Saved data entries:

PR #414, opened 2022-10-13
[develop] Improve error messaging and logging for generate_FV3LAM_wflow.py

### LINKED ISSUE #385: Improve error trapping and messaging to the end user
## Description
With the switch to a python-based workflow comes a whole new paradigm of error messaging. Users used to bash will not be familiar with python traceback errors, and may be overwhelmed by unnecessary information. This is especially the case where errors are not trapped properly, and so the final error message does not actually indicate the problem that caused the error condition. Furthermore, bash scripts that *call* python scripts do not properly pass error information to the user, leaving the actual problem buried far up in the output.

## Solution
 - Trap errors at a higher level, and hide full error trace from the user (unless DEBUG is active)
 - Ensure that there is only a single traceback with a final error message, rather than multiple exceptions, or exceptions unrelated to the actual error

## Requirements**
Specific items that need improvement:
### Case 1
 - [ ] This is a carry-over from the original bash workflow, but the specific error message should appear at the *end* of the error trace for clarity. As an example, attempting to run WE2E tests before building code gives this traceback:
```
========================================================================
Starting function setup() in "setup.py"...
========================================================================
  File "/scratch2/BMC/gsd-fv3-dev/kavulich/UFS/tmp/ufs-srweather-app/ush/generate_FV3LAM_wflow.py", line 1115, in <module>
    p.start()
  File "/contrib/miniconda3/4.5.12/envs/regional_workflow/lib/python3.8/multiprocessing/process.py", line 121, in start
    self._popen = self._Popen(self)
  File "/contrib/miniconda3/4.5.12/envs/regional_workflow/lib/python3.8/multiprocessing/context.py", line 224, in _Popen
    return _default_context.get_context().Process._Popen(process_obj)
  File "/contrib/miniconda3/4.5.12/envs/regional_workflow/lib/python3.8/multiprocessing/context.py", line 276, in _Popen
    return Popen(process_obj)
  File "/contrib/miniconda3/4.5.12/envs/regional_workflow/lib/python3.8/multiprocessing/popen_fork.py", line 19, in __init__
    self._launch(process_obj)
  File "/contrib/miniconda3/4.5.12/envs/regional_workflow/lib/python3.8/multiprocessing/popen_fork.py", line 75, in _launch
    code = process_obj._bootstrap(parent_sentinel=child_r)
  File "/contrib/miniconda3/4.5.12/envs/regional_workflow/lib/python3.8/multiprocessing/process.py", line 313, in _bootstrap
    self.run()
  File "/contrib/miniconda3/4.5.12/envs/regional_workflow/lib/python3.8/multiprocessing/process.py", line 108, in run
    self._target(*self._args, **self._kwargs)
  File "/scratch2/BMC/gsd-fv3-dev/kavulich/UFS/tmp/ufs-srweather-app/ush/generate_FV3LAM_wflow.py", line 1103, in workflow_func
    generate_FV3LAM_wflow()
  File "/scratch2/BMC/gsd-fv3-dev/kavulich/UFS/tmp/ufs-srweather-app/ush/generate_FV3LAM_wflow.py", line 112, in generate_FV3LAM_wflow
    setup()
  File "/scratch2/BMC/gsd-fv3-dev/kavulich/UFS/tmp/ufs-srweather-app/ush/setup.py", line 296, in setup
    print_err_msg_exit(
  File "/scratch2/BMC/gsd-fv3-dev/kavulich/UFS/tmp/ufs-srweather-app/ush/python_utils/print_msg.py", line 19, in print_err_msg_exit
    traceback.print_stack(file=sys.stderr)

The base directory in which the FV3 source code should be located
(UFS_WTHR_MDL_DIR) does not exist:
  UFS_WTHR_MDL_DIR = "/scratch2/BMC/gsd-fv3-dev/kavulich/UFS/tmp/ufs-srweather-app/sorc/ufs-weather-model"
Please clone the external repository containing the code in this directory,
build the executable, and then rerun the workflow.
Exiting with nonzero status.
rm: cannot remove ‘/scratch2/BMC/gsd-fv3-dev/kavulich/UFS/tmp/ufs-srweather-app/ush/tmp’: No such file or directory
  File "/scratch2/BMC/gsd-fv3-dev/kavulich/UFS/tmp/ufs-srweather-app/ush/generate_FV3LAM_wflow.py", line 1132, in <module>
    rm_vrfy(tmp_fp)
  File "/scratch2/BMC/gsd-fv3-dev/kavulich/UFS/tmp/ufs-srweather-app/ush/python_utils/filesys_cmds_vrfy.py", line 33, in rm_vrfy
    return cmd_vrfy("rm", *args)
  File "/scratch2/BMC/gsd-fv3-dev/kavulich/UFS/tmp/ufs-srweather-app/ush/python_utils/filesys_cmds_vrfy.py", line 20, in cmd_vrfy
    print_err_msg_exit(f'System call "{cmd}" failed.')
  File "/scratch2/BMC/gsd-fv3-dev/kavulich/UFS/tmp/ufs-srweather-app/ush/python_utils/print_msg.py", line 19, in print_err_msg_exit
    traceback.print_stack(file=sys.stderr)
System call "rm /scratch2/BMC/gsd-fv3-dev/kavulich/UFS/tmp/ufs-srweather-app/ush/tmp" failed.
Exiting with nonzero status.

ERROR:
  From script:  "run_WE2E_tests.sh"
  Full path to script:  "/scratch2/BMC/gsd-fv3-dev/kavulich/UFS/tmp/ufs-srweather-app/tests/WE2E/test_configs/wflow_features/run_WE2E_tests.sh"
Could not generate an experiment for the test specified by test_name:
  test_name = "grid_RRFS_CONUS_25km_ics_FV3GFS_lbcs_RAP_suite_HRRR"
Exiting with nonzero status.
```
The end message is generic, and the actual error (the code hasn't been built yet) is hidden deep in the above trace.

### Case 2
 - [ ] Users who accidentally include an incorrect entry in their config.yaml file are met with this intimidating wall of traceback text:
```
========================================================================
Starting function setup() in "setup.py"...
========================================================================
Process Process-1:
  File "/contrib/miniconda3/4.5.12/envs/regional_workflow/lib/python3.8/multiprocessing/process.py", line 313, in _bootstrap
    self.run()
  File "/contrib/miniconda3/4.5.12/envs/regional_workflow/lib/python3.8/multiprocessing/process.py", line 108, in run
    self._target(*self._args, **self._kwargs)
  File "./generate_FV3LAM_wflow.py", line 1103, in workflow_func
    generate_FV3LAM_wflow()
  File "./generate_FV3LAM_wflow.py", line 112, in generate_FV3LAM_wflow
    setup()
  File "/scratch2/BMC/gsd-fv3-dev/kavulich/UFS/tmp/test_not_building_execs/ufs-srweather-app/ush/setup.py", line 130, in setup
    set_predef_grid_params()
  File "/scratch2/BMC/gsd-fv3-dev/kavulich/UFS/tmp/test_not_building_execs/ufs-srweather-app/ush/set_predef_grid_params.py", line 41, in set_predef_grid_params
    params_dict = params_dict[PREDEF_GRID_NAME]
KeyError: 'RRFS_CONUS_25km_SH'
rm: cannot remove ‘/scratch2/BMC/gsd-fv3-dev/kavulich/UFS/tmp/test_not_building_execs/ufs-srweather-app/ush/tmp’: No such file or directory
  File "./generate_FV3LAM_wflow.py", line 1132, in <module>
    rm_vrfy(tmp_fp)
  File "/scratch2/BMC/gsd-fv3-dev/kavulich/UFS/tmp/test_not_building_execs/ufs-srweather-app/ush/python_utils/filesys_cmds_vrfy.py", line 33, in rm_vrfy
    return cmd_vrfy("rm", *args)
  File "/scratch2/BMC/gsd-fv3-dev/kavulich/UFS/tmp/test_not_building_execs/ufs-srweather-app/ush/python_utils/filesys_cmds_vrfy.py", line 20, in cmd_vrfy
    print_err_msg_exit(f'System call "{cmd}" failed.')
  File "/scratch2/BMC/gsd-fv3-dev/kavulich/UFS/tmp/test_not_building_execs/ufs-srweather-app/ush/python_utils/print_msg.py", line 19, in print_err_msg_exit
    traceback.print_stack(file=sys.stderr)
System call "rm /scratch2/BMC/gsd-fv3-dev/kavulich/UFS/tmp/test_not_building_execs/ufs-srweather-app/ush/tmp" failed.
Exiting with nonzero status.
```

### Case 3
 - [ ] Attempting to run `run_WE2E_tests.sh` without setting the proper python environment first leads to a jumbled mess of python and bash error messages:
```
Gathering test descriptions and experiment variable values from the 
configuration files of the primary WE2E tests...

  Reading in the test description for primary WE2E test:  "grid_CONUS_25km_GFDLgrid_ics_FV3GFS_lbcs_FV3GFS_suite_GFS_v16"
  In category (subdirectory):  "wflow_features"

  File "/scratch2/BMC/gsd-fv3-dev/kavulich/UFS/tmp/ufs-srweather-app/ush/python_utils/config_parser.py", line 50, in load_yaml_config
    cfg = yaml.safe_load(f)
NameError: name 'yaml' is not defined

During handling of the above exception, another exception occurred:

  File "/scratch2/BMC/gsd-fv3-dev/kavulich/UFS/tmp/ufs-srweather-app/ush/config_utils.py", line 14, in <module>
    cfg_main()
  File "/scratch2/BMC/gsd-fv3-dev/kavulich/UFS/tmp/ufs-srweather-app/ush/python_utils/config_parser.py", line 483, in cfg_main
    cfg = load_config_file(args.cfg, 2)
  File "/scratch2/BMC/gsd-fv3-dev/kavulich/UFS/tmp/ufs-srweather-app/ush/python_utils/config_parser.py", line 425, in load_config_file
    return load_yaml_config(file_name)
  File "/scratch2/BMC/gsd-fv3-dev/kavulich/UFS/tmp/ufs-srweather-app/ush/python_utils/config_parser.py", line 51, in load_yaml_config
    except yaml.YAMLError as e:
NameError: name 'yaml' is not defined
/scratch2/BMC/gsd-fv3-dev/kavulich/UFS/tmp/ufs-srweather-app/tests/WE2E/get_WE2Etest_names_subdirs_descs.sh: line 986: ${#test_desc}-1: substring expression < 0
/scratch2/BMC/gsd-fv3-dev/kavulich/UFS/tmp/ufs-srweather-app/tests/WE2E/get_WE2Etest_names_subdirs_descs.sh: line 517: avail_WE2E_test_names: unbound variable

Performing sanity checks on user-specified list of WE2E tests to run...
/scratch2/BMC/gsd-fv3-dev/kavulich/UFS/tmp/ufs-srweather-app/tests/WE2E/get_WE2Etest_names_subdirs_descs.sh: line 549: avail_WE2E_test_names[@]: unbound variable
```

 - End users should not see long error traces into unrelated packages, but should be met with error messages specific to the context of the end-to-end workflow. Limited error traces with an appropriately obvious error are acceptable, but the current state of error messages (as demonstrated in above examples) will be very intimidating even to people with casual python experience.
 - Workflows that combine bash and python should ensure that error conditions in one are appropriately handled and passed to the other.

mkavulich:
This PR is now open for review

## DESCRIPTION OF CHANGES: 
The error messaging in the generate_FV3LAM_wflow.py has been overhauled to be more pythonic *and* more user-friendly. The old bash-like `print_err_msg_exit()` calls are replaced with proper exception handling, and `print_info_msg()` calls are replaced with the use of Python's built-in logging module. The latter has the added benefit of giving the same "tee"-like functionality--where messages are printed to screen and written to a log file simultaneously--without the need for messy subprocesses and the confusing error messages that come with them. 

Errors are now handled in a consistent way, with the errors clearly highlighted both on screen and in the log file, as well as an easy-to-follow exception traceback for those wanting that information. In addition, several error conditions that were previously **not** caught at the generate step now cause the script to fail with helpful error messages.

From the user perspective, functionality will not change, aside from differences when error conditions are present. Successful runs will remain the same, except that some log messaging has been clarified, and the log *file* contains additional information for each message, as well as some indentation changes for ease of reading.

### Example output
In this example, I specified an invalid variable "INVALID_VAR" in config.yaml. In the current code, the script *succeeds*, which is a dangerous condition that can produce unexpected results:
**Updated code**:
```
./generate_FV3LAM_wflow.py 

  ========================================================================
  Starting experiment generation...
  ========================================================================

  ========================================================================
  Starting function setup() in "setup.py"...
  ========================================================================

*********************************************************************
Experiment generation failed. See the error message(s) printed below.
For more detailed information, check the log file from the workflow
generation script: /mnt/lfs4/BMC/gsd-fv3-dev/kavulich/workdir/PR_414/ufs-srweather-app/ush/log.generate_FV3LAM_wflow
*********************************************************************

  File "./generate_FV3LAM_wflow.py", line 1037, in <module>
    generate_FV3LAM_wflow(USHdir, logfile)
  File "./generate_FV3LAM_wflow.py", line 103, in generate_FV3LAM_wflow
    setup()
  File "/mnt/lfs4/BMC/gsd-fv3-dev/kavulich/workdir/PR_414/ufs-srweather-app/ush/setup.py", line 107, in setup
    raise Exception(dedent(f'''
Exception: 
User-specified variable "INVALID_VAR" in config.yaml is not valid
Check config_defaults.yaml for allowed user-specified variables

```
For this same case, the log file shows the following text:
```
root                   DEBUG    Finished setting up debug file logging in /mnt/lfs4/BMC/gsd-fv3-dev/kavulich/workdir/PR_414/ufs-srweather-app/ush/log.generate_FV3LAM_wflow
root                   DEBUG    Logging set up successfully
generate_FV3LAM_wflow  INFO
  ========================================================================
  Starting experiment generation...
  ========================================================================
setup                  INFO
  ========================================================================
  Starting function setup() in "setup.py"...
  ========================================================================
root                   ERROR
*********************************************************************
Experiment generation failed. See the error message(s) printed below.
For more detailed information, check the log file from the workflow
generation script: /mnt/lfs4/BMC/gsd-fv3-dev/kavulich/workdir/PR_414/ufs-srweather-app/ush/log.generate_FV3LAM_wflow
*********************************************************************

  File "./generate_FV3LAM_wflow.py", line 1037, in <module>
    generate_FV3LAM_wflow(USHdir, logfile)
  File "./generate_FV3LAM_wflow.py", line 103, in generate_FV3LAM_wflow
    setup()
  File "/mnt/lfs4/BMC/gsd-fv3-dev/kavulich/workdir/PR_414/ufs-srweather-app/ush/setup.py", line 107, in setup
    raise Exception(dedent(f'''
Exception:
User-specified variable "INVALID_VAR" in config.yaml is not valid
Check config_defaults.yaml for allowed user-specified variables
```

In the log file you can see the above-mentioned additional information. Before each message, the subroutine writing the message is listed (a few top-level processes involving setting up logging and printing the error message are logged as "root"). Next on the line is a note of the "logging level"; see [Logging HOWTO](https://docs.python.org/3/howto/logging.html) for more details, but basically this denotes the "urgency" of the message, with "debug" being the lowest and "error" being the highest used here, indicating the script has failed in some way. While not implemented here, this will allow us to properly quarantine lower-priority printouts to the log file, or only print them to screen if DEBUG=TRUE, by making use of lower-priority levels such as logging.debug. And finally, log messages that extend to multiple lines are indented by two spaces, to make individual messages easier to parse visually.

== Work task ==
Across all the records, find the lines containing the word "messaging" and reproduce each one.

== Result of the exercise ==
[develop] Improve error messaging and logging for generate_FV3LAM_wflow.py
### LINKED ISSUE #385: Improve error trapping and messaging to the end user
With the switch to a python-based workflow comes a whole new paradigm of error messaging. Users used to bash will not be familiar with python traceback errors, and may be overwhelmed by unnecessary information. This is especially the case where errors are not trapped properly, and so the final error message does not actually indicate the problem that caused the error condition. Furthermore, bash scripts that *call* python scripts do not properly pass error information to the user, leaving the actual problem buried far up in the output.
The error messaging in the generate_FV3LAM_wflow.py has been overhauled to be more pythonic *and* more user-friendly. The old bash-like `print_err_msg_exit()` calls are replaced with proper exception handling, and `print_info_msg()` calls are replaced with the use of Python's built-in logging module. The latter has the added benefit of giving the same "tee"-like functionality--where messages are printed to screen and written to a log file simultaneously--without the need for messy subprocesses and the confusing error messages that come with them. 
From the user perspective, functionality will not change, aside from differences when error conditions are present. Successful runs will remain the same, except that some log messaging has been clarified, and the log *file* contains additional information for each message, as well as some indentation changes for ease of reading.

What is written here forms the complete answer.